Now Box Tops has grown into a nationwide juggernaut, reaching one in three U.S. households. To celebrate its 20th birthday, Box Tops has doubled the value of select Box Tops products to 20 cents throughout September and October.
While the program has had a successful run, General Mills now has the task of recruiting the next generation of Box Tops cutters. Along with physical Box Tops, the program is offering a digital supplement to appeal to a new tech savvy generation of parents and children. Users can download the Box Tops app and then scan receipts to redeem offers directly to a school’s account.
The program has also rolled out a digital crowdfunding tool called The Clip Board, where coordinators can show the progress on fundraising goals, or post goals for new projects.

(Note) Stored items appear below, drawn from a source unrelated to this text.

PR #483, opened 2019-05-13
Add SPHINCS+ from PQClean

### LINKED ISSUE #482: Add SPHINCS+ from PQClean

thomwiggers:
This PR adds all SPHINCS+ signature schemes from PQClean.

I have some scripts that generated the major files, I don't suggest maintaining any of these files by hand. (Where) should I store those?

Also adds an incremental hashing API to FIPS202 and adds SHA2 + the accompanying pqclean shims.

Closes #482


thomwiggers:
Someone not being me will have to update the Windows build files.

dstebila:
Thanks Thom.  Over the weekend I was also working on automating bringing schemes from PQClean to liboqs, and in PR #484 have built some scripts and templates for automatically adding KEMs.  My inclination would be to try to extend that to deal with signature schemes.  Give me a few days to get the KEM stuff sorted out, and then I'll take a look at this PR and signature schemes.

thomwiggers:
The SHA256 and Haraka implementations in this PR are not thread-safe. If this is a concern, we would need to fix that in PQClean.

dstebila:
Yes, we do need thread-safe because our consuming applications (OpenSSL, OpenSSH) are multi-threaded.

Seems to me that "clean" in PQClean should include "thread-safe"...

thomwiggers:
Agreed, it's super annoying because it's also a very nasty side effect for my Rust library (needed to disable multi-threaded tests, which are enabled by default).

dstebila:
#521 replaces this PR.

Issue #480, opened 2019-05-08
Add NTRU round 2 from PQClean


dstebila:

dstebila:
Resolved by #484

PR #484, opened 2019-05-13
Add Kyber and NTRU round 2

dstebila:


dstebila:
Fixes #480

dstebila:
@christianpaquin I've started created some automated techniques for adding round 2 schemes -- generating parts of the various files as required.  It seems to be working well so far.  But I haven't tried using this technique to generate the VisualStudio files as well.  Do you think that's worth trying?  The XML looks pretty straightforward and I think it should be possible.  But on the flip side I also remember that when I manually edited the XML it sometimes didn't work.

christianpaquin:
I'll take a look.

christianpaquin:
As we discussed on the dev call, @dstebila , we have three options:

1. use scripts to modify the VS projects, adding the new PQClean algs
2. use scripts to modify the VS projects, disabling the new PQClean algs (at a minimum, the respective include file `kem_<scheme>h` must be copied to the VS include dir), and adding them manually.
3. (in the future), use cmake to generate both the nix and windows builds.

You can take a shot at 1 if you have time. I looked at your script, but it would be simpler if you try it first. Otherwise I can plan to do option 2.

dstebila:
> 1. use scripts to modify the VS projects, adding the new PQClean algs
> You can take a shot at 1 if you have time. I looked at your script, but it would be simpler if you try it first. Otherwise I can plan to do option 2.

I've give number 1 a shot over the next couple of days when I get a chance

dstebila:
@christianpaquin I've used my code generation templates to generate the VS files.  Looks like they're working (although not all builds finished at the time I write this comment).  I opened up the generated project in Visual Studio, and it looks like the filters aren't working.  I used the same UUIDs for ones that already existed, and generated new UUIDs for new ones, and the XML looks analogous, but the filters aren't showing up in Visual Studio Community for me.  How does it look for you?

christianpaquin:
Back at the computer, I'll take a look.

christianpaquin:
I'll need more time to investigate this issue. I've opened a separate issue #487 to avoid blocking this PR.

PR #486, opened 2019-05-16
Link main liboqs library to OpenSSL when enabled

### LINKED ISSUE #485: liboqs built with --enable-openssl does not depend on libcrypto
Perhaps this is intentional, but building with `--enable-openssl` doesn't result in the liboqs library depending upon libcrypto.

After building with `--enable-openssl`:

```
$ ldd /usr/local/liboqs/lib/liboqs.so
	linux-vdso.so.1 (0x00007ffe195c2000)
	libc.so.6 => /lib/x86_64-linux-gnu/libc.so.6 (0x00007f2907601000)
	/lib64/ld-linux-x86-64.so.2 (0x00007f2907d11000)
```

This makes it slightly complicated to use liboqs, since I need to manually link against `lcrypto` and also need to specify `-Wl,--no-as-needed` to avoid undefined symbol errors.

dmjones:
This adds the correct linker instructions when OpenSSL is enabled. It also removes the now-redundant linker instructions when building the tests.

Fixes #485.

### DIFF
--- a/Makefile.am
+++ b/Makefile.am
@@ -42,6 +42,9 @@ endif
 if ENABLE_KEM_KYBER
 liboqs_la_LIBADD += src/kem/kyber/libkemkyber.la
 endif
+if USE_OPENSSL
+liboqs_la_LIBADD += -L${OPENSSL_DIR}/lib -lcrypto
+endif
 
 oqsconfigh:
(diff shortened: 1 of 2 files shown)


dstebila:
Thanks Duncan!

PR #495, opened 2019-06-19
Add LEDAcrypt-KEM-LT-12 from PQClean

dstebila:


dstebila:
Currently paused because the AES key schedule API from PQClean is incompatible with the AES key schedule API from OQS.  In particular the PQClean AES ECB API assumes that ECB can be called multiple times with the same key schedule.  Whereas the OQS API releases the key schedule after it's used once.  Static allocation on the stack can't work because OpenSSL's EVP API doesn't permit this.  Currently thinking that PQClean's API will have to be changed to have a release method.

dstebila:
Currently blocked because liboqs doesn't have SHA3-384.  Will possibly be resolved by #502.

dstebila:
#515 replaces this PR.

PR #500, opened 2019-06-25
Switch Frodo to use MSR codebase directly

dstebila:
@christianpaquin As discussed here is a start at switching liboqs to use the Frodo code more directly from MSR rather than via PQClean.  

In the MSR codebase, there are multiple places where the various configuration macros get set -- including config.h, frodoxxx.c, and the Makefile.  I've consolidated all of that into one configuration file for each parameter set -- frodo640aes.h, etc. -- and then use gcc's `-include` option to force that configuration file to get loaded before compiling that group of files.  I'm not sure if there's a way to do the analogous thing in VisualStudio.  Do you know?  If not, then I can change it so that there's a frodo640aes.c file which includes the kem.c, noise.c, util.c files just like in Patrick's code base.


christianpaquin:
@dstebila, I'll take a look.

christianpaquin:
@dstebila, here is what I found. The [`/FI` compiler option](https://docs.microsoft.com/en-us/cpp/build/reference/fi-name-forced-include-file) (force include) should work. The `ForcedIncludeFiles` property can be added to a `ClCompile` element, specifying the include file. For example, 
`<ClCompile Include="..\..\src\kem\frodokem\external\kem_frodokem640aes.c">`
would become
`<ClCompile Include="..\..\src\kem\frodokem\external\kem_frodokem640aes.c">`
`   <ForcedIncludeFiles>..\..\src\kem\frodokem\external\frodo640aes.h</ForcedIncludeFiles>`
`</ClCompile>`

dstebila:
Thanks Christian, although now I realize that this may not quite work.  What should happen is that, for example, the file src/kem/frodokem/external/util.c should be compiled 6 times, each time with a different force-include header.  Do you think there's anyway to do that?  If not I know how I can rearchitect the code.

christianpaquin:
Ah, I see. No, I don't know how to do this in one VS project. In the SIKE codebase I do use the original include strategy, so perhaps that's the way to go here as well.

PR #509, opened 2019-07-01
Use AVX instructions on Frodo

### LINKED ISSUE #504: Add AVX2 implementation of Frodo
There's AVX2 code in https://github.com/microsoft/PQCrypto-LWEKE/blob/master/src/frodo_macrify.c.  Need to copy it in and make sure our compile-time macros are triggering it.  Need to figure out how to handle SHAKE 4x in liboqs, or maybe just leave that in Frodo.

dstebila:
I noticed that CPU feature detection isn't working, so this PR enables it first.

Fixes #504


dstebila:
Replaced by #519

PR #515, opened 2019-07-05
Add LEDAcrypt KEMs from PQClean

dstebila:
Obsoletes #495.


dstebila:
Currently missing:

- [ ] algorithm datasheet
- [ ] KATs (see https://github.com/PQClean/PQClean/pull/186#issuecomment-503513868)

Issue #474, opened 2019-04-09
Differentiate unsupported KEM/sigs and allocation errors


christianpaquin:
`OQS_[KEM|SIG]_new` returns `NULL` if the requested scheme is unsupported or if there is an allocation error. We should differentiate both cases to better report the error in applications.

PR #520, opened 2019-07-11
bug fix on return value

vsoftco:


dstebila:
In fact we have long-standing issue #474 about potentially changing this behaviour.  Thoughts on how to proceed?  We could add a function like `bool OQS_KEM_is_enabled(const char *method_name)`, and keep `OQS_KEM_new` returning NULL both when the KEM is disabled or when an allocation error occurs.

vsoftco:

A big part of Box Tops’ strategy to remain relevant is appealing to millennial parents. “The chances are they were clipping Box Tops when they were in school,” says Carson. The brand has enlisted childhood millennial celebrities like Full House’s Dave Coulier, Saved by the Bell’s Mario Lopez and Buffy the Vampire Slayer actress Alyson Hannigan to promote Box Tops in videos. “We’re hoping to bring nostalgia to millennial parents through these actors and find a way for kids and parents to relate,” says Carson.
Box Tops currently reaches approximately 35 million households and has a goal of increasing that count by one million annually throughout the years to come.